I am Natalie Azzopardi a
Canberra based artist who works with photography and book arts.
I am a photography major
who has always appreciated the tactile side of photography and enjoys the
process of crafting an image in the darkroom and working with film. This
inclination to tactility and love of process feeds into my letterpress, a
medium heavy with process and tradition.

I was introduced to
letterpress during study and have loved it ever since. After learning the
basics, one of my first experiments in letterpress was a free thought poem
where I focused on the text block, colour and overlay. From here I continued
experimenting and expanding my skills by trying different papers, and type then
expanding into printing on stickers and overlaying text onto images.



The whole process
fascinated me, from setting the type, to locking it up in the chase, to print
and surprisingly enough press cleaning; where I enjoyed an exciting by-product
of cleaning ink off the rollers.


Letterpress was a tandem
love, which ran second to my photography until in my honours year, when I wanted
to incorporate letterpress into my main practise. Stemming from my love of vernacular
photography, I created an archive of Paper Moon images by hosting photographic
events.

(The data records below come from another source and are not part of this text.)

PR #1058, opened 2024-09-03
chore: bundle for 24.7.1

rollandf:
- Add nework operator image to related images
- Use multi-arch SHA

Generated by:
DEFAULT_CHANNEL=v24.7.0 CHANNELS=v24.7.0,stable VERSION=24.7.1 TAG=nvcr.io/nvidia/cloud-native/network-operator@sha256:b8a07696d05fb8e5292991ba731758579313d6983ed3d75dd95e7356024d987c make bundle


e0ne:
@rollandf let's check it using `certified-operators` repo CI before merge

bundle.Dockerfile
```diff
@@ -5,8 +5,8 @@ LABEL operators.operatorframework.io.bundle.mediatype.v1=registry+v1
 LABEL operators.operatorframework.io.bundle.manifests.v1=manifests/
 LABEL operators.operatorframework.io.bundle.metadata.v1=metadata/
 LABEL operators.operatorframework.io.bundle.package.v1=nvidia-network-operator
-LABEL operators.operatorframework.io.bundle.channels.v1=v24.7.0-rc.1,stable
-LABEL operators.operatorframework.io.bundle.channel.default.v1=v24.7.0-rc.1
+LABEL operators.operatorframework.io.bundle.channels.v1=v24.7.0,stable
```
adrianchiris, line 8: for 24.10 will we have "v24.10,stable" as channel.v1 value ?

bundle.Dockerfile
```diff
@@ -5,8 +5,8 @@ LABEL operators.operatorframework.io.bundle.mediatype.v1=registry+v1
...
+LABEL operators.operatorframework.io.bundle.channel.default.v1=v24.7.0
```
adrianchiris, line 9: same comment as above

adrianchiris (approved):

bundle.Dockerfile
rollandf: Yes.
Should be handle in workflow:
https://github.com/Mellanox/network-operator/pull/1034/files#diff-944291df2c9c06359d37cc8833d182d705c9e8c3108e7cfe132d61a06e9133ddR131

rollandf: Do you think we should have here "v24.7.1", like we did in "v24.4.1"?
https://github.com/redhat-openshift-ecosystem/certified-operators/blob/main/operators/nvidia-network-operator/24.4.1/metadata/annotations.yaml#L8

e0ne (changes requested):
CSV should be updated to to include labels including arm64 support https://github.com/NVIDIA/gpu-operator/blob/420c023825c0e7a192fd5941ebb32ed1ea76fa62/bundle/v24.6.1/manifests/gpu-operator-certified.clusterserviceversion.yaml#L5-L20

e0ne (approved):
let's push it to certified-operators repo to check with RedHat CI before merging it

PR #471, opened 2024-10-07
Backend migration: migrate getTerms

### LINKED ISSUE #467: convert getTerms to backend resource call
draft: https://github.com/grafana/opensearch-datasource/tree/backend-get-terms

iwysiu:
Makes it so that getTerms queries can run through the backend.

Fixes #467 

This is the dashboard I was using to test it. GetTerms is triggered by changing the value for the filter
[opensearch-external-1728336389759.json](https://github.com/user-attachments/files/17284659/opensearch-external-1728336389759.json)

### DIFF
--- a/pkg/opensearch/opensearch.go
+++ b/pkg/opensearch/opensearch.go
@@ -191,6 +191,7 @@ func (ds *OpenSearchDatasource) CallResource(ctx context.Context, req *backend.C
 	if err != nil {
 		return err
 	}
+	request.Header = req.GetHTTPHeaders()
 
 	response, err := ds.HttpClient.Do(request)
 	if err != nil {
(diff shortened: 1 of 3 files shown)


idastambuk (approved):
Looks good! When I tried to test it I couldn't get any term options back though, is this just my setup or is there something wrong with the query (though it looks fine to me)? It's not related to this PR though so this can be merged, I was just wondering if it's a bug we should fix

iwysiu:
> Looks good! When I tried to test it I couldn't get any term options back though, is this just my setup or is there something wrong with the query (though it looks fine to me)? It's not related to this PR though so this can be merged, I was just wondering if it's a bug we should fix

I suspect that the query in question is very un-optimized, lol. It took a while for the query to return data, after i got it running once I think it was cached on opensearch's end and it was fine

PR #477, opened 2024-10-23
Migrate Annotation Queries to run through the backend

### LINKED ISSUE #466: convert AnnotationQuery to backend resource call

iwysiu:
This migrates the annotation queries to run through the backend, which is required for pdc.

Fixes #466 

This copies the [elasticsearch version of this work](https://github.com/grafana/grafana/pull/68075), including the shortcut of running the queries through the resourcehandler instead of having it run through the query endpoint and parsed on the backend, which would add some work. It also doesn't include work to support variables in the annotation queries that elasticsearch has, but we weren't supporting them to begin with.

### DIFF
--- a/src/opensearchDatasource.ts
+++ b/src/opensearchDatasource.ts
@@ -1,5 +1,5 @@
 import _ from 'lodash';
-import { from, merge, of, Observable } from 'rxjs';
+import { from, merge, of, Observable, lastValueFrom } from 'rxjs';
 import { map, tap } from 'rxjs/operators';
 import {
   DataSourceInstanceSettings,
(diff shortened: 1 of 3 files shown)


src/opensearchDatasource.ts
```diff
@@ -302,78 +328,83 @@ export class OpenSearchDatasource extends DataSourceWithBackend<OpenSearchQuery,
...
+      if (timeEndField) {
+        const timeEnd = getFieldFromSource(source, timeEndField);
+        if (timeEnd) {
+          event.timeEnd = toUtc(timeEnd).valueOf();
         }
+      }
 
-        if (typeof event.tags === 'string') {
-          event.tags = event.tags.split(',');
+      // legacy support for title field
```
idastambuk, line 389: Do we know what this title field is, was it ever supported in OpenSearch?

iwysiu: It looks like this was added in the first commit, so possibly not, but I'm going to leave it for now just in case.

PR #485, opened 2024-10-30
Implement backend health check

### LINKED ISSUE #468: CheckHealth call should be a backend call
Currently, we have a frontend call to `_mapping` that checks the health, we should remove it and use the backend `CheckHealth` call and implement that.

iwysiu:
Implements a separate health check in the backend (instead of just using the resource call). I made it call the backend health check if the toggle is enabled because `testDatasource` call returns the least helpful errors possible when the uses the resource call going through the backend. 

Fixes #468

### DIFF
--- a/pkg/opensearch/opensearch.go
+++ b/pkg/opensearch/opensearch.go
@@ -83,6 +83,7 @@ func (ds *OpenSearchDatasource) CheckHealth(ctx context.Context, req *backend.Ch
 		res.Message = fmt.Sprintf("Failed to get index: %s", err)
 		return res, nil
 	}
+	// Same as the frontend check, we generate the time pattern indices for the last six hours
 	indices, err := ip.GetIndices(&backend.TimeRange{From: time.Now().Add(-6 * time.Hour), To: time.Now()})
 	if err != nil || len(indices) == 0 {
 		res.Status = backend.HealthStatusError
@@ -92,6 +93,7 @@ func (ds *OpenSearchDatasource) CheckHealth(ctx context.Context, req *backend.Ch
 
 	var index string
 	var body []byte
+	// We try the indices until one successfully queries
 	for _, indexName := range indices {
 		index = indexName
 		osUrl, err := createOpensearchURL(index+"/_mapping/field/"+url.PathEscape(timeField), req.PluginContext.DataSourceInstanceSettings.URL)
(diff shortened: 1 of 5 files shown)


pkg/opensearch/opensearch.go
```diff
@@ -45,8 +46,122 @@ func NewOpenSearchDatasource(ctx context.Context, settings backend.DataSourceIns
...
 
+	jsonDataStr := req.PluginContext.DataSourceInstanceSettings.JSONData
+	jsonData, err := simplejson.NewJson([]byte(jsonDataStr))
+	if err != nil {
+		res.Status = backend.HealthStatusError
+		res.Message = "Failed to parse settings"
+		return res, nil
+	}
+
+	flavor := jsonData.Get("flavor").MustString("")
```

I made a series of advertising posters and post out envelopes to send
people a copy of their image, using letterpress.




During this time I was
also undertaking the
Ampersand Duck Broadside Residency, which I won through the
ANU
EASS (the emerging artist support
scheme).
During this residency I
explored a less traditional approach to letterpress and focused on
letterpress’s basic qualities; of shape, colour, pattern and overlay. My Gameover series ended up being four Broadsides,
which explored the defunct nature and progression of video games.
From starting on a Graphix
cylinder proofing press (which reportedly previously belong to the Canberra times)
at UNI to then moving onto a Vandercook SP-20 during my residency, to not having much opportunity to
use a press at all, I have been left wanting.
So I am going to
establish my own letterpress studio, to continue the merger of photography and
letterpress and the growth of my practise. I hope to realise this growth
through artist books and zines, and in particular through The Long Story, a zine on a grander scale; it will focus on the art
of letterpress and photography in a multi issue zine with different themed
volumes. Each volume will explore a theme through letterpress, photography and
(as you might have gleamed from the name) storytelling.


The funds raised here
will go towards acquiring a small Adana table top press and some new metal type
from a foundry based in San Francisco,
M & H TypeThe general challenge is
being able to incorporate letterpress into my practise independently, i.e.
without the use of UNI/residency facilities. Perhaps a trickier task then with
other mediums; as letterpress tools (a press, type, chases, quoins, leads,
furniture….the list goes on) can be both expensive and obscure. However having gained knowledge and
experience from my studies and broadside residency I am confident I can
expand/establish my practise into letterpress.